PR #4401, opened 2025-02-16
Add Spilhaus projection

### LINKED ISSUE #1851: Spilhaus projection
Example of Spilhaus projection
Also see [A story about the "Spilhaus projection" – a map projection that went viral in fall 2018 and will be supported in the next release of ArcGIS](https://storymaps.arcgis.com/stories/756bcae18d304a1eac140f19f4d5cb3d)

The article finds that the spilhaus projection is a `Adams World in a Square II` projection with these params:

```
    Geographic Coordinate System: GCS WGS 1984
    Projection: Adams Square II
    False Easting: 0 m
    False Northing: 0 m
    Scale Factor: 1
    Azimuth: 40.17823482°
    Longitude of Center: 66.94970198°E
    Latitude of Center: 49.56371678°S
    XY Plane Rotation: 45°
```

It would be fun to have this projection in proj. [This document](https://github.com/Esri/projection-engine-db-doc/blob/master/other/proj4-esri.txt) suggests that the "Adams World in a Square II" projection was implemented in the `libproject` distribution of proj. So maybe it is even possible to find working code somewhere.

jjimenezshaw:
Implementation of the Spilhaus projection, following most of the recommendations done in  #1851.
spilhaus

It is working for both the sphere and the ellipsoid. To support the ellipsoid it uses conformal latitudes.
An additional correction factor for the conformal latitude is included, that was not present in other implementations.

In ticket #1851 there was a discussion about the implementation in ESRI products, and the scale factor (apparently `sqrt(2)`) between both implementations. In case we want to do something else, please add a comment here. There is a CRS that uses it: [ESRI:54099](https://spatialreference.org/ref/esri/54099/)

- [x] Closes #1851
- [x] Tests added


jjimenezshaw:
Before merging this PR I have to squash the commits (and probably address the comments).

src/projections/spilhaus.cpp
```diff
@@ -0,0 +1,179 @@
...
+    double sinalpha;
+    double beta;
+    double lambda_0;
+    double conformal_distortion;
+    double cosrot;
+    double sinrot;
+    PJ *adams_ws2;
+};
+
+double conformal_lat(double lat, double e) {
```
rouault: could we move that do a dedicated file in src/  ? (if it is not already there, but can't spot it)
I can see that mod_ster_setup() does this computation too and could be another user

src/projections/spilhaus.cpp
```diff
@@ -0,0 +1,179 @@
...
+    lp.phi = aasin(P->ctx,
+                   Q->sinalpha * sinphi_s + Q->cosalpha * cosphi_s * coslam_s);
+
+    lp.lam = Q->lambda_0 +
+             aatan2(cosphi_s * sinlam_s,
+                    Q->sinalpha * cosphi_s * coslam_s - Q->cosalpha * sinphi_s);
+
+    // latitude (iterative formula from
+    // https://mathworld.wolfram.com/ConformalLatitude.html)
+    const double taninit = tan(M_PI / 4 + lp.phi / 2);
```
rouault: could be worth moving in the same file as conformat_lat(), and find other users of it in the code base

test/gie/spilhaus.gie
```diff
@@ -0,0 +1,3436 @@
+<gie-strict>
+
```
rouault, line 2: That's a lot of test points. Do we need so much ? Especially given there is hardly any branch in the implementation. Perhaps keep a few ones close to the projection center and ones far away that are challenging for numerical precision ?

test/gie/spilhaus.gie
```diff
@@ -0,0 +1,3436 @@
...
+------------------------------------------------------------
+accept   130.4   -16.2
+expect   3720561.6630   309609.603620
+------------------------------------------------------------
+operation  +proj=spilhaus +k_0=0.9
+tolerance  1 mm
+------------------------------------------------------------
+accept   130.4   -16.2
+expect   3360069.0106   -8388.7716
+
```
rouault, line 421: It would be good having a test for a sphere, to check there's no divide by zero or other similar issue when e = 0.

rouault (commented):
Great work !

src/projections/spilhaus.cpp
jjimenezshaw: Ok. Is there already a file with that kind of things, or better to a dedicated one?

test/gie/spilhaus.gie
jjimenezshaw: During the development I spent a lot of time until I realized that longitudes should be normalized before calling Adams_ws2. It failed only aprox in one eighth of the projection. That made me a bit paranoid about sampling more points.
The first case is every 30 deg. That is not that much... or maybe yes?
The second group is getting every 100th element of the file from ersi (and removing 2 outlayers).
Runtime is 0.02 s (in debug).

src/projections/spilhaus.cpp
rouault: Probably a dedicated one. We have some files phi2.cpp, mlfn.cpp, msfn.cpp, qsfn.cpp, tsfn.cpp with "similar" things but whose naming is apparently meant to be obscure enough that I never know what they do...
Or maybe have a "latitudes.cpp" file where we would group together code to transform between geographic latitude and all those "other latitudes ? But that may be work for another pull request

test/gie/spilhaus.gie
rouault: I don't have a too strong opinion about this. Probably more a personal taste where I tend to keep testing at the strict minimum to reduce their potential future maintenance.

src/projections/spilhaus.cpp
jjimenezshaw: I created `latitudes.cpp`, and move the functions there.

src/projections/spilhaus.cpp
jjimenezshaw: done

test/gie/spilhaus.gie
```diff
@@ -0,0 +1,3456 @@
...
+------------------------------------------------------------
+# Sphere
+------------------------------------------------------------
+operation  +proj=spilhaus +R=6378137
+tolerance  1 mm
+------------------------------------------------------------
+accept   130.4   -16.2
+expect   3737644.5177   -7049.7883
```
rouault, line 429: to test the reverse operation as well;
```suggestion
expect   3737644.5177   -7049.7883
roundtrip 1
```

src/projections/spilhaus.cpp
```diff
@@ -0,0 +1,162 @@
...
+    double lambda_0;
+    double conformal_distortion;
+    double cosrot;
+    double sinrot;
+    PJ *adams_ws2;
+};
+
+} // anonymous namespace
+
+static PJ_XY spilhaus_s_forward(PJ_LP lp, PJ *P) {
```
rouault: the s_ means spherical, so:

```suggestion
static PJ_XY spilhaus_forward(PJ_LP lp, PJ *P) {
```

src/projections/spilhaus.cpp
```diff
@@ -0,0 +1,162 @@
...
+
+    PJ_XY xyadams = Q->adams_ws2->fwd(lpadams, Q->adams_ws2);
+    const double factor = Q->conformal_distortion * P->k0;
+    xy.x = -(xyadams.x * Q->cosrot + xyadams.y * Q->sinrot) * factor;
+    xy.y = -(xyadams.x * -Q->sinrot + xyadams.y * Q->cosrot) * factor;
+
+    return xy;
+}
+
+static PJ_LP spilhaus_s_inverse(PJ_XY xy, PJ *P) {
```
rouault:
```suggestion
static PJ_LP spilhaus_inverse(PJ_XY xy, PJ *P) {
```

src/projections/spilhaus.cpp
```diff
@@ -0,0 +1,162 @@
...
+    Q->cosalpha = sqrt(1 - Q->sinalpha * Q->sinalpha);
+    Q->lambda_0 = lon_center + atan2(tan(azimuth), -sin(conformal_lat_center));
+    Q->beta = M_PI + atan2(-sin(azimuth), -tan(conformal_lat_center));
+
+    Q->conformal_distortion =
+        cos(lat_center) / sqrt(1 - P->es * sin(lat_center) * sin(lat_center)) /
+        cos(conformal_lat_center);
+
+    P->fwd = spilhaus_s_forward;
+    P->inv = spilhaus_s_inverse;
```
rouault:
```suggestion
    P->fwd = spilhaus_forward;
    P->inv = spilhaus_inverse;
```

rouault (commented):
-

test/gie/spilhaus.gie
jjimenezshaw: I reduced significantly the sample points. In the generated points, the spacing is bigger. For the samples from ESRI, I picked manually (with the help of a geojson) some points around the projection.

rouault (approved):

———

= Task to complete =
When you answer, repeat all of the material exactly as given.

= Problem solution =
PR #4401, opened 2025-02-16
Add Spilhaus projection

### LINKED ISSUE #1851: Spilhaus projection
Example of Spilhaus projection
Also see [A story about the "Spilhaus projection" – a map projection that went viral in fall 2018 and will be supported in the next release of ArcGIS](https://storymaps.arcgis.com/stories/756bcae18d304a1eac140f19f4d5cb3d)

The article finds that the spilhaus projection is a `Adams World in a Square II` projection with these params:

```
    Geographic Coordinate System: GCS WGS 1984
    Projection: Adams Square II
    False Easting: 0 m
    False Northing: 0 m
    Scale Factor: 1
    Azimuth: 40.17823482°
    Longitude of Center: 66.94970198°E
    Latitude of Center: 49.56371678°S
    XY Plane Rotation: 45°
```

It would be fun to have this projection in proj. [This document](https://github.com/Esri/projection-engine-db-doc/blob/master/other/proj4-esri.txt) suggests that the "Adams World in a Square II" projection was implemented in the `libproject` distribution of proj. So maybe it is even possible to find working code somewhere.

jjimenezshaw:
Implementation of the Spilhaus projection, following most of the recommendations done in  #1851.
spilhaus

It is working for both the sphere and the ellipsoid. To support the ellipsoid it uses conformal latitudes.
An additional correction factor for the conformal latitude is included, that was not present in other implementations.

In ticket #1851 there was a discussion about the implementation in ESRI products, and the scale factor (apparently `sqrt(2)`) between both implementations. In case we want to do something else, please add a comment here. There is a CRS that uses it: [ESRI:54099](https://spatialreference.org/ref/esri/54099/)

- [x] Closes #1851
- [x] Tests added


jjimenezshaw:
Before merging this PR I have to squash the commits (and probably address the comments).

src/projections/spilhaus.cpp
```diff
@@ -0,0 +1,179 @@
...
+    double sinalpha;
+    double beta;
+    double lambda_0;
+    double conformal_distortion;
+    double cosrot;
+    double sinrot;
+    PJ *adams_ws2;
+};
+
+double conformal_lat(double lat, double e) {
```
rouault: could we move that do a dedicated file in src/  ? (if it is not already there, but can't spot it)
I can see that mod_ster_setup() does this computation too and could be another user

src/projections/spilhaus.cpp
```diff
@@ -0,0 +1,179 @@
...
+    lp.phi = aasin(P->ctx,
+                   Q->sinalpha * sinphi_s + Q->cosalpha * cosphi_s * coslam_s);
+
+    lp.lam = Q->lambda_0 +
+             aatan2(cosphi_s * sinlam_s,
+                    Q->sinalpha * cosphi_s * coslam_s - Q->cosalpha * sinphi_s);
+
+    // latitude (iterative formula from
+    // https://mathworld.wolfram.com/ConformalLatitude.html)
+    const double taninit = tan(M_PI / 4 + lp.phi / 2);
```
rouault: could be worth moving in the same file as conformat_lat(), and find other users of it in the code base

test/gie/spilhaus.gie
```diff
@@ -0,0 +1,3436 @@
+<gie-strict>
+
```
rouault, line 2: That's a lot of test points. Do we need so much ? Especially given there is hardly any branch in the implementation. Perhaps keep a few ones close to the projection center and ones far away that are challenging for numerical precision ?

test/gie/spilhaus.gie
```diff
@@ -0,0 +1,3436 @@
...
+------------------------------------------------------------
+accept   130.4   -16.2
+expect   3720561.6630   309609.603620
+------------------------------------------------------------
+operation  +proj=spilhaus +k_0=0.9
+tolerance  1 mm
+------------------------------------------------------------
+accept   130.4   -16.2
+expect   3360069.0106   -8388.7716
+
```
rouault, line 421: It would be good having a test for a sphere, to check there's no divide by zero or other similar issue when e = 0.

rouault (commented):
Great work !

src/projections/spilhaus.cpp
jjimenezshaw: Ok. Is there already a file with that kind of things, or better to a dedicated one?

test/gie/spilhaus.gie
jjimenezshaw: During the development I spent a lot of time until I realized that longitudes should be normalized before calling Adams_ws2. It failed only aprox in one eighth of the projection. That made me a bit paranoid about sampling more points.
The first case is every 30 deg. That is not that much... or maybe yes?
The second group is getting every 100th element of the file from ersi (and removing 2 outlayers).
Runtime is 0.02 s (in debug).

src/projections/spilhaus.cpp
rouault: Probably a dedicated one. We have some files phi2.cpp, mlfn.cpp, msfn.cpp, qsfn.cpp, tsfn.cpp with "similar" things but whose naming is apparently meant to be obscure enough that I never know what they do...
Or maybe have a "latitudes.cpp" file where we would group together code to transform between geographic latitude and all those "other latitudes ? But that may be work for another pull request

test/gie/spilhaus.gie
rouault: I don't have a too strong opinion about this. Probably more a personal taste where I tend to keep testing at the strict minimum to reduce their potential future maintenance.

src/projections/spilhaus.cpp
jjimenezshaw: I created `latitudes.cpp`, and move the functions there.

src/projections/spilhaus.cpp
jjimenezshaw: done

test/gie/spilhaus.gie
```diff
@@ -0,0 +1,3456 @@
...
+------------------------------------------------------------
+# Sphere
+------------------------------------------------------------
+operation  +proj=spilhaus +R=6378137
+tolerance  1 mm
+------------------------------------------------------------
+accept   130.4   -16.2
+expect   3737644.5177   -7049.7883
```
rouault, line 429: to test the reverse operation as well;
```suggestion
expect   3737644.5177   -7049.7883
roundtrip 1
```

src/projections/spilhaus.cpp
```diff
@@ -0,0 +1,162 @@
...
+    double lambda_0;
+    double conformal_distortion;
+    double cosrot;
+    double sinrot;
+    PJ *adams_ws2;
+};
+
+} // anonymous namespace
+
+static PJ_XY spilhaus_s_forward(PJ_LP lp, PJ *P) {
```
rouault: the s_ means spherical, so:

```suggestion
static PJ_XY spilhaus_forward(PJ_LP lp, PJ *P) {
```

src/projections/spilhaus.cpp
```diff
@@ -0,0 +1,162 @@
...
+
+    PJ_XY xyadams = Q->adams_ws2->fwd(lpadams, Q->adams_ws2);
+    const double factor = Q->conformal_distortion * P->k0;
+    xy.x = -(xyadams.x * Q->cosrot + xyadams.y * Q->sinrot) * factor;
+    xy.y = -(xyadams.x * -Q->sinrot + xyadams.y * Q->cosrot) * factor;
+
+    return xy;
+}
+
+static PJ_LP spilhaus_s_inverse(PJ_XY xy, PJ *P) {
```
rouault:
```suggestion
static PJ_LP spilhaus_inverse(PJ_XY xy, PJ *P) {
```

src/projections/spilhaus.cpp
```diff
@@ -0,0 +1,162 @@
...
+    Q->cosalpha = sqrt(1 - Q->sinalpha * Q->sinalpha);
+    Q->lambda_0 = lon_center + atan2(tan(azimuth), -sin(conformal_lat_center));
+    Q->beta = M_PI + atan2(-sin(azimuth), -tan(conformal_lat_center));
+
+    Q->conformal_distortion =
+        cos(lat_center) / sqrt(1 - P->es * sin(lat_center) * sin(lat_center)) /
+        cos(conformal_lat_center);
+
+    P->fwd = spilhaus_s_forward;
+    P->inv = spilhaus_s_inverse;
```
rouault:
```suggestion
    P->fwd = spilhaus_forward;
    P->inv = spilhaus_inverse;
```

rouault (commented):
-

test/gie/spilhaus.gie
jjimenezshaw: I reduced significantly the sample points. In the generated points, the spacing is bigger. For the samples from ESRI, I picked manually (with the help of a geojson) some points around the projection.

rouault (approved):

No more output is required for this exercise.